【旅の終わり】宇和島の木屋旅館・道後温泉の旅から(1)

 夢のような二日間が終わった。高校時代の仲間と旅してから、50年ぶりで訪れた宇和島。有形文化財の木屋旅館の支配人は、ポーランド人だった。予約確認のため、出発の2日前に宇和島の宿に電話を入れてみた。電話口に出たのは、日本人ではなかった。アメニティに髭剃りが含まれていないことなどを、彼は丁寧に説明してくれた。でも、日本語が少したどたどしい。

 

 旅の初日、JR松山駅に仲良し4人組(宮本、水谷、里村、小川)が集合した。松山の駅前で軽いランチを取ろうとした。お店の選択とアレンジは、”お世話係”の水谷さんだ。ところが、水谷さんが調べてくれたファーストチョイスの定休日で、お店が閉まっていた。

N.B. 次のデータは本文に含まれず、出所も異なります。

PR #3429, opened 2026-01-23
✨ Add pre-start hook support to manager

leontappe:
I have a use case similar to the one described in [a previous PR](https://github.com/kubernetes-sigs/controller-runtime/pull/2044) and [this issue](https://github.com/kubernetes-sigs/controller-runtime/issues/607).

My controller needs to consume job status files on start, that would normally be worked on by a custom runnable during runtime. With vanilla controller-runtime this is currently not possible as any code that is run before reconciliation, has no access to a running manager. 

This PR provides a way to register runnables as hooks that you can supply to your manager.

This PR is based on a fork of https://github.com/terinjokes/controller-runtime/tree/prestart-hook which is in turn a fork of this repo. I rebased the current master onto the latest development state of the original PR and implemented some of the proposals made by @JoelSpeed


pkg/manager/manager.go
```diff
@@ -281,6 +284,10 @@ type Options struct {
 	// +optional
 	Controller config.Controller
 
+	// HookTimeout is the duration given to each hook to return successfully.
+	// To use hooks without timeout, set to a negative duration, e.g. time.Duration(-1)
+	HookTimeout *time.Duration
```
maxihafer, line 289: When @leontappe and I evaluated the [proposed change](https://github.com/kubernetes-sigs/controller-runtime/pull/2044/files#r2321619387) in the old PR we decided to keep the `-1 -> no-timeout` in order to conform with previously decided behavior for [GracefulShutdownTimeout](https://github.com/kubernetes-sigs/controller-runtime/blob/aebc15d7c68925a659ee8ae4a747802b7f87594f/pkg/manager/manager.go#L277).
Other projects also use `-1` as a value to the denote absence of any timeout/ratelimiting ([rest.Config.QPS](https://github.com/kubernetes/client-go/blob/c5e14be2544b0035e15b704271440213cf82c6b2/rest/config.go#L122))

Given that a `0` value is not logically valid, we could reset to the default here, this is also done in GracefulShotdownTimeout

pkg/manager/manager.go
```diff
@@ -82,6 +82,9 @@ type Manager interface {
 	// AddReadyzCheck allows you to add Readyz checker
 	AddReadyzCheck(name string, check healthz.Checker) error
 
+	// Hook allows to add Runnables as hooks to modify the behavior.
+	Hook(hook HookType, runnable Runnable) error
```
alvaroaleman, line 86: I know @vincepri had suggested this name in the other PR, but I am not a huge fan because IMHO:
* It is different from `Add` in that its name is what is being added rather than whats being done/the operation
* Having a `HookType` argument when there is only one `HookType` seems needlessly complicated to me and requires us to spread out godocs explaining what this does to this method and the `HookType` rather than having one place where we can explain it

I would suggest `AddPrestartHook` since that follows the existing naming pattern and is easy to discover. If we ever add another hook, we can then name that `Add${OtherType}Hook`.

But lets wait for a second opinion from @sbueringer before you end up changing this back and forth

pkg/manager/manager.go
```diff
@@ -281,6 +284,10 @@ type Options struct {
 	// +optional
 	Controller config.Controller
 
+	// HookTimeout is the duration given to each hook to return successfully.
```
alvaroaleman, line 287: WDYT about the idea of having a per-hook timeout rather than a global one for all hooks? Different hook may need different timeouts

pkg/manager/internal.go
```diff
@@ -648,6 +674,27 @@ func (cm *controllerManager) initLeaderElector() (*leaderelection.LeaderElector,
 }
 
 func (cm *controllerManager) startLeaderElectionRunnables() error {
+	cm.logger.Info("Running prestart hooks")
+	for _, hook := range cm.prestartHooks {
```
alvaroaleman, line 678: Other than that being what you found in the original PR, what is the reason for starting the hooks sequentially and not in parallel? Couldn't the sequential starting be achieved if the user instead submitted one hook that does everything sequentlally?

pkg/manager/internal.go
```diff
@@ -648,6 +674,27 @@ func (cm *controllerManager) initLeaderElector() (*leaderelection.LeaderElector,
...
+
+		defer cancel()
+
+		if err := hook.Start(ctx); err != nil {
+			return err
+		}
+	}
+
+	// All the prestart hooks have ben run, clear the slice to free the underlying resources.
+	cm.prestartHooks = nil
```
alvaroaleman, line 696: Maybe add a log here `finished running hooks` or such so that if this hangs, there is at least some chance to figure out it is because of the hooks?

pkg/manager/manager.go
alvaroaleman: I think the comparisons are not great, `GracefulShutdownTimeout` has an additional state of `disable this` which is indicated by `0` and `restConfig.QPS` is not a pointer.

I would probably build this as `a value <= 0 means no timeout`

alvaroaleman (commented):
/cc @JoelSpeed

pkg/manager/internal.go
JoelSpeed: Probably need to think about how we would collect errors from pre-start hooks on startup and use that to bail out if there are any errors, but that sounds like it would be fairly straightforward with a waitgroup

pkg/manager/manager.go
JoelSpeed: I'd prefer an explicit value meaning no timeout that we document personally, so I'd say if this is 0, it's no timeout

* nil: no opinion, use something default
* explicitly 0: no timeout
* explicitly >0: use this as the timeout
* explicitly <0: error

pkg/manager/internal.go
```diff
@@ -55,6 +55,7 @@ const (
 	defaultRenewDeadline          = 10 * time.Second
 	defaultRetryPeriod            = 2 * time.Second
 	defaultGracefulShutdownPeriod = 30 * time.Second
+	defaultHookPeriod             = 15 * time.Second
```
sbueringer, line 58:
```suggestion
	defaultHookTimeoutPeriod             = 15 * time.Second
```
nit

pkg/manager/internal.go
```diff
@@ -240,6 +248,24 @@ func (cm *controllerManager) GetHTTPClient() *http.Client {
...
+func (cm *controllerManager) Hook(hook HookType, runnable Runnable) error {
+	cm.Lock()
+	defer cm.Unlock()
+
+	if cm.started {
+		return fmt.Errorf("unable to add new hook because the manager has already been started")
+	}
+
+	switch hook {
+	case HookPrestartType:
```
sbueringer, line 261: Should this be HookTypePrestart?

pkg/manager/internal.go
sbueringer: Agree. I think we should start them in parallel

pkg/manager/internal.go
```diff
@@ -648,6 +674,27 @@ func (cm *controllerManager) initLeaderElector() (*leaderelection.LeaderElector,
 }
 
 func (cm *controllerManager) startLeaderElectionRunnables() error {
```
sbueringer, line 676: Let's rename the func to startPreStartHooksAndLeaderElectionRunnables

pkg/manager/manager.go
sbueringer: Agree, AddPrestartHook sounds good.

Is there some prior art from other components (kube-controller-manager, other controller frameworks) that might give us an idea how likely it is that we'll have other types of hooks in the future and what these might be?

(but if we don't have more data let's go with AddPrestartHook)

Hm. Is "Prestart" precise enough to describe "before leader election runnables"? No strong opinion, but it's pretty generic.

pkg/manager/manager.go
sbueringer: What other timeout fields do we have in CR as prior art? Or do we only have GracefulShutdownTimeout? (just to end up with something somewhat consistent, it makes sense to make different decisions if the cases are different but we should minimize variations if possible)

pkg/manager/manager.go
sbueringer: \+ "to modify the behavior" sounds strange. Let's try to explain this a bit better

pkg/manager/manager.go
```diff
@@ -577,6 +594,11 @@ func setOptionsDefaults(config *rest.Config, options Options) (Options, error) {
 		options.GracefulShutdownTimeout = &gracefulShutdownTimeout
 	}
 
+	if options.HookTimeout == nil {
+		hookTimeout := defaultHookPeriod
+		options.HookTimeout = &hookTimeout
```
sbueringer, line 599: nit: if we keep this let's use ptr.To()

alvaroaleman:
@leontappe any plans to address the feedback? Otherwise this will likely not make it into the next minor.

sbueringer:
@leontappe *friendly reminder* :)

 やむなくセカンドチョイスの店へ移動することになった。わたしと宮本さんは、名物の鯛めしの定食を食べることができたが、女子二人はカレー定食になった。この店では、鯛めし定食の食材が二人分しかなかったからだ。

 四国の松山は、2019年にローソンの仕事(アナザーチョイスPJT)で訪問していた。松山から八幡浜にかけて、海岸線にあるローソンの店舗を5軒ほど訪問して、店主さんにインタビューした。愛媛の人たちはおっとりしている。みなさん人柄がよい。道後温泉が繁盛しているのは、アルカリ泉質で肌によいこともあるだろうが、基本は接客サービスの良さなのではないかと思う。

 松山駅で宇和海15号を待つ間に、木屋旅館に電話を入れてみた。18時のチェックインを15時半に変更してもらうためだった。荷物を宿に置いてから宇和島観光をしたかったからだ。13時24分松山発の電車は、すでに入線していた。電話口に出たのは、外国人ではなく、落ち着いた感じの日本人女性だった。到着してから知ったのだが、彼女は2日前に電話に出たポーランド人の奥さんだった。

 

 旅行計画を立てたとき、わたしには先入観があった。松山発・宇和島行きの宇和海号は、四国の西の海岸線を走るものだとばかり思っていた。ところが、松山駅のホームを離れた特急列車からは、いつまでたっても海が見えてこない。車窓からは、緑豊かなこんもりとした山と野原が見えるだけ。

 「海が見えてこないですね」とわたしが言うと、事前調査に抜かりがない水谷さんが教えてくれた。「海岸線を走るのは特別列車で、2~3時間かけてゆっくり大洲に向かうのですよ」(水谷さん)。福岡から大分の温泉地を巡る「湯布院号」に乗ったことがある。特別列車をネットで調べてみると、湯布院号に似たクラシックな内装の列車だった。

 いつかその列車「伊予灘号」に乗ってみたいと思った。グリーン車の個室料金は、松山駅から大洲駅まで28000円。これに、特急料金と人数分の乗車券がかかる。食事も事前注文制なので、4人家族だと総額で10万円近くになるだろう。それでも乗ってみたい電車だった。

 宇和海号は、松山から直線距離を宇和島まで走っている。どうやら通勤電車のようだ。観光案内を見ると、「通勤時間帯は、けっこう混みあいますので注意」とあった。そういえば、ポーランド人夫妻は、宇和島ではなく松山に住んでいると言っていた。旅館の管理のために、夫婦二人が交替で松山から宇和島まで通ってきているらしい。わたしたちの到着日(9月25日)は、奥さんが松山に帰って、旦那さんのバルさんが宇和島に来る日だった。

 

 宇和海15号は、静かに宇和島駅のホームに滑り込んだ。14時47分の定刻着。木屋旅館までは、駅前から歩いて15分と案内にはあった。不案内な土地なので、駅前からはタクシーに相乗りすることにした。

 宇和島市の町並みは、伊予灘を挟んで対岸にある宮崎市の商店街に似ている。広い道路の両側に、背の高いヤシが植樹されている。それだけで、観光客は南国に来た気分になれる。湿度が高いことも共通だった。

 タクシーだとワンメーターで5分ほど。商店街を迂回して、タクシーは旅館の前まで走った。商店街の一番はずれの区画に、築112年の木屋旅館はあった。明治44年(1911年)開業の老舗旅館である。文豪の司馬遼太郎や首相の犬養毅などが泊まった宿だ。宇和島市が買い取ってリノベーションしたあとは、滞在型観光名所として利用されている(観光案内『宇和島本』より引用)。

 1階が三間続きの客室が一室とバスルーム。2階は、2間つづきの客室が4部屋と書斎が一部屋。歴史と風格のある建物で、一棟貸しが基本である。わたしがネットで見つけたのだが、7月と8月は満室だった。かろうじて予約ができた9月下旬に、4人のスケジュールを合わせてもらった。何人で泊っても、一泊が税込み6万1000円。